Goats are also curious, playful and intelligent, and they exhibit excellent long-term memory.4 Researchers have stated they have features associated with advanced cognition and live in complex societies, changing the size and composition of their groups depending on what they're doing at the time, similar to chimpanzees.5

Research also suggests that goats enjoy interactions with humans, including being brushed on their head and back.6 They can even read human facial expressions, and prefer to interact with happy faces, which suggests they're sensitive to the emotional cues displayed by human faces.7

Goats Can Be Great Pets

If you're interested in sharing your life with animals you can pet, brush, bond with and play with, goats certainly fit the bill. The plural is important, as goats are social herd animals and must live with other goats in order to be happy. If you're prepared to adopt a pair of goats (or more), the next consideration is whether you have the space to do so.

While you may be tempted to keep your goat in your home, there are a number of reasons why you probably shouldn't, No. 1 being that goats enjoy roaming and foraging outdoors. For this they need adequate space — at least one-quarter acre for a pair of full-size goats and one-eighth acre for two dwarf goats.8

Goats also love to climb, courtesy of their mountain-climbing ancestors. As such, you'll need to provide a sturdy climbing structure (and if you let them in your home, be prepared to have them jump onto your furniture, including your kitchen table). Goats are also not easily housetrained — another reason why they need to live outdoors.

Goats do require some shelter, though, which should offer protection both from the elements and predators like coyotes. Their enclosure, including their roaming areas, must be completely fenced using sturdy, escape-proof fencing, and be aware that they will eat most foliage that they can reach.
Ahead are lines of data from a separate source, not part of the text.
PR #986, opened 2022-07-08
1.4.x - Added NoSkip Event and Auto Advance Mode

zaknafean:
Added a no Skip event. This blocks default action input from working until an unchecked no skip event is reached. This is most useful for combining Dialogic with cut scenes and the [nw] command in order to avoid messed up timings.

Only advancement of dialog is skipped. Choices must still be made and will still accept mouse clicks/taps

image

### DIFF
--- a/addons/dialogic/Editor/Events/NoSkipEvent.tscn
+++ b/addons/dialogic/Editor/Events/NoSkipEvent.tscn
@@ -1,0 +1,82 @@
+[gd_scene load_steps=7 format=2]
+
+[ext_resource path="res://addons/dialogic/Editor/Events/Parts/NoSkip/NoSkipPart.tscn" type="PackedScene" id=2]
+[ext_resource path="res://addons/dialogic/Images/Event Icons/Main Icons/close-dialog.svg" type="Texture" id=3]
+[ext_resource path="res://addons/dialogic/Editor/Events/Templates/EventTemplate.tscn" type="PackedScene" id=4]
+
+[sub_resource type="Image" id=4]
+data = {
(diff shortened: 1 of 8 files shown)


coppolaemilio:
Do you need to manually add the "[nw]" keyword when this is enabled?

zaknafean:
Yes, it doesn't auto, auto advance text for you. Do you think it should?

coppolaemilio:
It should at least say that you need to do that. I'm not too worried about it but I'm sure it will cause new comers some confusion on "why is the text stuck".

zaknafean:
Ok, making a couple changes to support that and get like 90% of the way to 'auto advance mode'. Maybe I'll go all the way.

zaknafean:
- No Skip event now automatically auto advances your dialog, as if each text event has a **[nw]** tag.
- You can change the default skip time for all text events by adjusting the wait time in the no skip as shown below. If you set it to '5' it would be the equivalent of giving every text event the **[nw=5]** tag
image

- Auto Advance mode now exists. It exists purely as an api function. Turn on Auto Advance mode like this:
`Dialogic.auto_advance_on(true, 4)`
Where **Argument 1** is true (auto advance on), or false (auto advance off) and **Argument 2** is the default seconds to wait after all text is displayed
- Auto Advance mode is automatically cancelled if any 'valid' input is received from the 'default action input' of dialogic. This includes during choice questions if applicable

1. No Skip and Auto advance share the same logic except where noted above
2. If your text event contains a **[nw]** tag, the tag takes precedence over any other wait settings
3. If vocals are enabled, No Skip and Auto advance wait until the vocal time remaining is completed to auto advance. This is the equivalent of the **[nw=v]** tag functionally speaking
4. Questions must still be answered manually


Design wise the No Skip event mode is meant to be used in cut scenes or other situations where timing is critical but you still want things to be displayed with Dialogic.

Auto Advance mode is when you want to allow people to enjoy your story without interactions or hands on the device at all.

KvaGram:
Tested the new feature with a short dialog. Made a video.
https://youtu.be/wWUgHqG1mfk
Timeline:
[timeline-1657463632.json.zip](https://github.com/coppolaemilio/dialogic/files/9079346/timeline-1657463632.json.zip)

Frogsblood:
Is there a way to use NoSkip without auto advancing the dialog? It would be very useful for making sure that key dialog isn't missed by accident.

zaknafean:
I'm not 100% sure how you could do that. If you aren't auto advancing, then how are you moving the dialog forward if you can't skip it either? What do you have in mind?

Frogsblood:
Dialogic lets you skip dialog while its typing out. I want it so you can only move the the next dialog after its finished.
Maybe I'm mistaken on how this works?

This means the area must be free from plants that are poisonous to goats, such as azaleas, rhododendron and ferns,9 as well as any landscaping you wish to keep intact.
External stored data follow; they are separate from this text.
PR #995, opened 2022-07-10
1.4.x Translation Service Speed Fixes

thebardsrc:
**Problem**
The translation service for the plugin, DTS, is slow, and significantly slows down the loading of a project, as well as the loading time of a timeline. 

**Analysis and Cause**
The reason for it comes down to the way that DTS was designed. It's a drop-in plugin for translations for editor plugins for Godot, so it was written to be as easy to use as possible. But that also causes a slowdown. To be able to be slot-in, it was designed as a static class. By design, Godot doesn't have any static variables, and so it was written to load the translations from file every time it is called.

The problem is that's a _lot_ of loading. Particularly with how Godot uses the plugin. While not everything is in the translations currently, _every_ UI item of Dialogic is created with DTS use in mind, so everything tries to load a translation. And there are so many elements in Dialogic. Just on loading a game with the plugin, without even clicking on the Dialogic plugin to do anything, Dialogic makes **275** requests to DTS just to start Godot itself. And every time you click on something in Dialogic it loads all the translations for what's on that page. And whenever you load a timeline, it also loads it for every*(with caveat that I will touch on later) single item in the timeline as well. All of these loads really slow down everything, from initial project load, to editing timelines - especially longer ones. 

For the most part, I don't think anyone really noticed this before now, and just accepted the slowness. I only noticed this myself because I had verbose debugging turned on for fixing something unrelate to Dialogic, and saw in my debug log all the large numbers of loading the translation files over and over.

**Workaround**
As a workaround that was suggested on the Discord, one way to solve this when the translation service isn't actually needed would be to make it just return the text without fetching a translation. I was originally going to just submit a patch for this, with a toggle in the Settings, but that also meant it could only be usable with a speed improvement in English only. But I decided instead to approach it a different way instead.

**Properly Fix**
So how do we solve the problem of a static class not being able to keep a static variable to keep the translations anymore? Well, by making the class non-static anymore. Which meant it needs an instance. 

The root of the Dialogic editor plugin is the `EditorView`. Everything is a child of that. So that's where our new class variable, `dialogicTranslator`, exists. Some of the components already were using it for other purposes, using a variable standard of `editor_reference` which the `_ready()` function of some of them already defined as the EditorView through a find parent. So with this change, that's how every call to DTS is now changed. Instead of `DTS.translate()`, now they are all changed to `editor_reference.dialogicTranslator.translate()` calls. This PR has all of the existing ones converted, but any new ones added 1.4.x will have to be changed to the new method too, as DTS can no longer be called directly as it is no longer a static class.

The proof is in the pudding. This is a load time comparison with my largest timeline, which has over 400 elements, between the old static version, and the new non-static version. It also shows that the new method is the same performance as just the bypass workaround, so that isn't even needed anymore:
unknown

I wasn't sure how to get millisecond load times for starting a Godot project, but with the previously mentioned 275 calls to DTS just to start a project, it would seem to have a pretty similar speedup.

**Complication**
There is one caveat to this, and that's a different issue that DTS caused: exports. Namely, the problem in #887 had disabled DTS on the Timeline editor, because for some weird reason it was having problem on exports of projects with custom events on certain platforms. And it doesn't make sense at all, because this shouldn't do that, it's only really used by the editor. Since this also turns that back on, I have no idea what this will do in this case. Maybe the change from a static class may fix it by itself, or may bring that one back. It will need other testing from the people that were experiencing that issue, and if it does then some samples of the custom events and the setups they're using to try and find the real cause of those issues, rather than just that workaround from before. 

**Moving Forward**
2.0 hasn't implemented DTS yet at this stage. With the fundamental change to using resources, it may not end up being used to the same extent in there. But for any use of it, I would suggest implementing it the same way as my change here, for the same reason. Loading the translations only once on project load, instead of on every single call for a translation, significantly improves the speed.


zaknafean:
I was able to create #887 at will, so will regression test this later tonight

thebardsrc:
Since it really shouldn't be calling DTS on custom events to begin with, since they're not gonna be in it anyway, I've added a check now to just keep it from being called on them altogether

zaknafean:
Gets my thumbs up. I haven't been able to break it, and the exports look great.

PR #1015, opened 2022-07-14
Version 2.0 Audio sounds over text

M7mdKady14:
This is my first time making a pull request so excuse me if I did something wrong

what is available:

1. a new display node that can make sounds the text gets revealed
2. it can choose one sound from a random number of sounds you supply
3. you can add a random variance to the pitch and volume of the sounds
4. you can choose what number of characters to show before making the sounds (making sounds every character, every other character ,etc.)
5. You can choose what characters not to trigger the sounds (for example the "space" or the '"ull stop  point" so someting like this won't make any sound except for the first three characters "hmm . . . . . . . . ")
6. all of it is customizable from the godot editor

things that can be improved:

1. the namings sucks, I have no sense in naming anything
2. a better way to get the dialog richtext node
3.  I don't know how events work so I didn't do an event, but if someone can, you can make an event changing the current audio sound node (don't know what to call it) so that it produces different sounds


Jowan-Spooner:
First of all, thank you very much for your work!

However here are a few thoughts of mine:
The connection between the DialogicDisplay_TypeSounds and DialogicDisplay_DialogText is not good currently, as it doesn't allow for multiple Text nodes which are crucial for multiple scenes. I would suggest that you have to add the TypeSound as the child of the DialogText node (then we can use get_parent()).

Also one important thing that is missing is how to overwrite that audio for certain characters. This brings other issues though, so I would merge this and add those other things later.

Also I will have to move the TypeSound class into the Dialogic/Events/Text folder as it is very specific to that event.

Going to test now!

Jowan-Spooner:
Alright, going to merge this now! Thanks very much.

Jowan-Spooner:
Also if you are on discord feel invited to come over into #dialogic_dev or #Dialogic 2.0 on emilios server!

M7mdKady14:
> Also one important thing that is missing is how to overwrite that audio for certain characters. This brings other issues though, so I would merge this and add those other things later.

My idea wasn't for only one TypeSound to be present. It was to add multiple of them with different names like John_sad, Mark_angry or things like this and then add the event to change which one to use according to names.

or better yet, integrate it into the character file so you can assign a character multiple voice tones and then choose which one to use in the text event

Issue #962, opened 2022-06-28
2.X Reimplement SFX


Jowan-Spooner:
- [ ] Choice hover sound
- [ ] Choice click sound
- [ ] Typing/Speaking sound
- [ ] Text finished revealing sound

- [ ] Possibly sounds for other events (see #384)

Jowan-Spooner:
In theory these sounds could be implemented on the display nodes if choice and text, but you wouldn't want to set the choice hover sound on each button. Also the typing sounds could depend on the character.

PR #1017, opened 2022-07-14
2.0 add the sound that plays when text is revealed

M7mdKady14:
Go to the child of the dialog richtext and add the sound you want in "end_sound"


M7mdKady14:
#962 
sound after text is done
so is the button ones and added more for focus, unhover and released

addons/dialogic/Events/Choice/Display_ChoiceButton.gd
```diff
@@ -4,6 +4,21 @@ class_name DialogicDisplay_ChoiceButton, 'icon.png'
...
+
+onready var sound_node = get_parent().get_node("DialogicDisplay_ButtonSound")
+
 func _ready():
+	connect('pressed', sound_node, '_on_pressed', [sound_pressed])
+	connect('button_up', sound_node, '_on_released', [sound_released])
+	connect('mouse_entered', sound_node, '_on_hover', [sound_hover])
+	connect('mouse_exited', sound_node, '_on_unhover', [sound_unhover])
+	connect('focus_entered', sound_node, '_on_focus', [sound_focus])
+	connect('focus_exited', sound_node, '_on_unfocus', [sound_unfocus])
```
Jowan-Spooner, line 22: Maybe we could do this in the ChoiceSoundScript? Like
```
for child in get_parent().get_children():
    if child is DialogicDisplay_ChoiceButton:
        child.connect('pressed', self, '_on_pressed', child.sound_pressed)
        #...
```
Feels like it's cleaner if it's in the ButtonSound script, but it's not very important.
We should definitely use the class names to connect these nodes tho, because fixed names are not a good idea imo.

addons/dialogic/Events/Choice/SoundButton.gd
```diff
@@ -0,0 +1,60 @@
+extends AudioStreamPlayer
+
+class_name DialogicDisplay_ButtonSound
```
Jowan-Spooner, line 3: This file should be named Display_ButtonSound or even Display_ChoiceSound (maybe the class name should contain Choice as well)

addons/dialogic/Events/Text/DialogicDisplay_TypeSounds.gd
```diff
@@ -78,9 +82,16 @@ func _on_continued_revealing_text(new_character) -> void:
 	sound_finished = false
 
 
-func _on_Sound_finished():
+func _on_Sound_finished() -> void:
 	sound_finished = true
```
Jowan-Spooner, line 86: Is this actually used anywhere? Like is anything connected to this?

addons/dialogic/Events/Choice/SoundButton.gd
M7mdKady14: why remove the dialogic at the start?

PR #1032, opened 2022-07-23
2.0 Set Variable Improvements

### LINKED ISSUE #1030: 2.x Improve Set Variable event
The set variable event should have a random number option and multiple operators (+=,-=, *=, /=, ==).

Jowan-Spooner:
# Set Variable
- now has a operator selection (allows "to be", "to itself plus", "to itself minus", "to itself multiplied by" and "to itself divided by")
- now has suggestions for built-in dialogic variables (both on the variable and value picker)
- now has options to us a random int and set max and min values for it

The event is now also saved in a special format like this:
```
VAR PlayerName = Jonny
VAR MyAutoload.health += 20
VAR Player.Stats.Strength -= [random="True" min="10" max="20] # if you set a value AND random, the value will be ignored
```

# Complex Picker
I renamed the ResourcePicker to ComplexPicker as it is not used for resources only, but for pretty much anything you want. I've also made small improvements to other input fields:

- hide empty labels on OptionSelector
- make OptionSelector Popup Panel match other menu panels
- make default size for SingleLineText smaller
- hide empty labels on SingleLineText
- add condition to header label

- should fix #1030 and #1033


coppolaemilio:
If no variables exists it should show a button to open the settings menu or the documentation page
Screen Shot 2022-07-23 at 11 04 10

Jowan-Spooner:
Same with characters tho. Would probably do that on a seperate Issue and PR if that's okay.

coppolaemilio:
yeah, a separate PR works for me

PR #1035, opened 2022-07-23
2.0 Editor Improvements

Jowan-Spooner:
# ComplexPicker
Has been changed once more.
The suggestion function now expects more complex dictionaries. This allows to give more information, like tooltip, icon, etc.

This has been implemented on many events. Improved pickers can be found on:
- Text
- Character
- Jump
- Variable

# Expand Event
Events can be expanded and collapsed with the tool icon.
Most events will hide their body by default (all except Text currently).
Double-clicking the event also expands/collapses the event.

# Last Resources Picker
The toolbar now has a ComplexPicker for selecting a recently used resource. Also changed the startup load behaviour to use that list and thus allow loading characters as well.

# Unsaved Changes Warning
... when changing resource and having unsaved changes.

### DIFF
--- a/addons/dialogic/Editor/CharacterEditor/CharacterEditor.gd
+++ b/addons/dialogic/Editor/CharacterEditor/CharacterEditor.gd
@@ -27,8 +27,7 @@ func load_character(resource: DialogicCharacter) -> void:
 	if not resource:
 		return
 	current_character = resource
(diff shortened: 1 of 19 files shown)


coppolaemilio:
If the text is too long it adds horizontal scroll:
image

Goats also require some labor to keep, such as physically hauling bales of hay and scooping manure. As for diet, high-quality hay, fresh foliage, fruits and vegetables are recommended, while grain-based feed is not. "It becomes all they think about when they see a human, and they can become quite pushy and aggressive," Barbara Jamison, owner and director of Puget Sound Goat Rescue, told USA Today. "They make better pets without it."10

Many Goats Are in Need of Homes

Like dogs, there are many goats in need of safe, loving homes. Puget Sound Goat Rescue rescues goats from dairy farms and other locations, then matches them with people looking for a goat to love:11

"Each year we take in dozens and dozens of baby boys (and an occasional baby girl) that are born on dairies and farms where they have no use for the boys since they do not produce milk. To insure these babies are not sent to livestock auctions or end up in the hands of meat buyers, we take them in at the rescue and bottle raise them.

We also rescue babies born at a local slaughterhouse. Each spring and summer our farms are full of adorable rescued babies! After bottle raising them, we find them loving forever homes where they get to live the life that they deserve as cherished pets."
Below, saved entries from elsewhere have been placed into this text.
PR #1041, opened 2022-07-27
Implement voice support in Dialogic 2.0

KvaGram:
currently a draft.
Unlike in Dialogic 1.0, voice support is not integrated into the text event. Instead it is a separate event that the Text event can detect and pull data from*. 
Another change from 1.0, is that only the audio region is required desperately for each line. The audio file and settings are shared. If a user requires a line to be different, for whatever reason, they can split the text event, and add a new voice event.
This choice was made to reduce the clutter of most often identical settings (personal experience).

_* ~~Exactly how this is done is still on the todo-list.~~ This is done in a simular way to the Choice event. Except it is placed above the text event, in contrast to Choice events which are placed below._


KvaGram:
Well. The voice support is ready for review... except now I need to go ahead with starting to port this to Godot 4.
This will be done in a separate branch, for a separate pull request.
Leave it to you on whatever to merge or close this. I am not closing it myself.

Issue #1029, opened 2022-07-21
Improve Wait Event


Jowan-Spooner:
The wait event in 1.x had a hide and skippable option. 
- [x] hide
- [ ] skippable

Issue #956, opened 2022-06-28
Add settings to character events


Jowan-Spooner:
Connected to #948
Main missing ones are:
- [x] Animation
- [x] Animation length
- [x] Z-index
- [x] Wait for animation
- [x] Mirror
- [x] Allow 'All Characters' in Leave mode

Jowan-Spooner:
- Most of these are covered in #998

PR #1055, opened 2022-07-30
Dialogic 1.x to 2 Converter

thebardsrc:
**Dialogic 1.x to 2.0 Converter**

I'm going to make this as a Draft PR, so as I am working on it I can collect all the various issues and complications I run into, for where the Dialogic 2.0 implementation has shortcomings and is missing features from 1.x


thebardsrc:
Before I start on the timeline converter, I already see that there's going to be a problem with Characters in the timelines:

With how they are currently, they do not include folder path, and every one has to be unique. This creates a situation in which if 1.x had characters that were the same name in different folders will have collisions now, and may not use the expected character. In this example, it is using the "sub/Dex" character rahter than the root "Dex"

image

As the Timeline editor is also currently lacking the character colors, as 1.x had, you also can't tell at a glance what one is being used, either. 

image


Other Godot 4 conversion note on this issue: on 3.5 you could drag a character resource into the timeline character slot to select it directly, but in 4.0 as of this writing you cannot

Jowan-Spooner:
> Other Godot 4 conversion note on this issue: on 3.5 you could drag a character resource into the timeline character slot to select it directly, but in 4.0 as of this writing you cannot

Will make a fix for that!

thebardsrc:
Note to self for later: since variables are directly stored in the project settings now, it actually doesn't make sense for the file picker to allow a path outside of res:// for the other converted files to be created

thebardsrc:
so I'm not exactly sure that I actually _can_ update the Project settings from running scene. ive not really looked into it, but that seems a not-good design to allow a running game to change the project like that? so for now I'm gonna export the variables - and eventually other theme and global settings that port over - into another file, that it can be imported in later with a separate import function

thebardsrc:
in order to add it to the Settings editor panel, the only way I could figure out was registering an "Event" for it. which also meant I had to move it into the Events folder.  if there's another way to do it without that, please let me know, I would prefer it in its own separate folder so it's easier to find to remove when finished, like it initially was

thebardsrc:
1.x things not yet implemented in 2.0
- a bunch of the Character Update options 
- conditions on choices
- the entire If function altogether
- variable set value doesnt seem to really work at all, but is certianly missing random
- wait evnts in 1.x you could set whether to hide the dialog or not during them
- change scene 
- call node only has a path currently

thebardsrc:
thanks to @Jowan-Spooner , turns out instead issue is there's a horizontal scroll for me in Godot4 and i didnt even see the options were there on all of those things to see more things in the timeline! so probably all of that previous list can be ignored

Jowan-Spooner:
Not all. 
- There are a couple of character update things missing indeed (#956)
- change scene isn't a thing and I doubt it will be. What you can do however is to implement it as a call node event
- wait events have no settings (#1029)

PR #1067, opened 2022-08-01
Dialogic 1.x to 2 converter

thebardsrc:
Reopen of #1055 to continue work, because apparently merging the upstream branch force closed the original PR


thebardsrc:
for converting variable names, I'm not actually sure where else they could be used outside of Text events other than Conditionals and Choices... I know Character Name, Display Name, Description, I don't know if Nicknames can, anything else?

Before contacting a local goat rescue organization, be sure that goats are allowed where you live (not all cities allow them). Also, be sure you adopt a goat that's the proper size for the space you have. While mini goats, such as Nigerian dwarf goats and pygmy goats, typically weigh 100 pounds or less, standard-size goats, such as Nubians and alpines, may weigh 200 pounds or more.12

Be prepared to trim your goats' hooves very regularly (which means finding a farrier close to you with these skills), and be sure you have a vet who can provide proper care. Not all vets care for goats, even those who treat exotic animals or practice large animal medicine, so call first to find out.

If you do choose to adopt a sterilized pair of goats or more, you'll be rewarded with a unique relationship with fun and quirky pets. For some people, goats are, indeed, the perfect pet.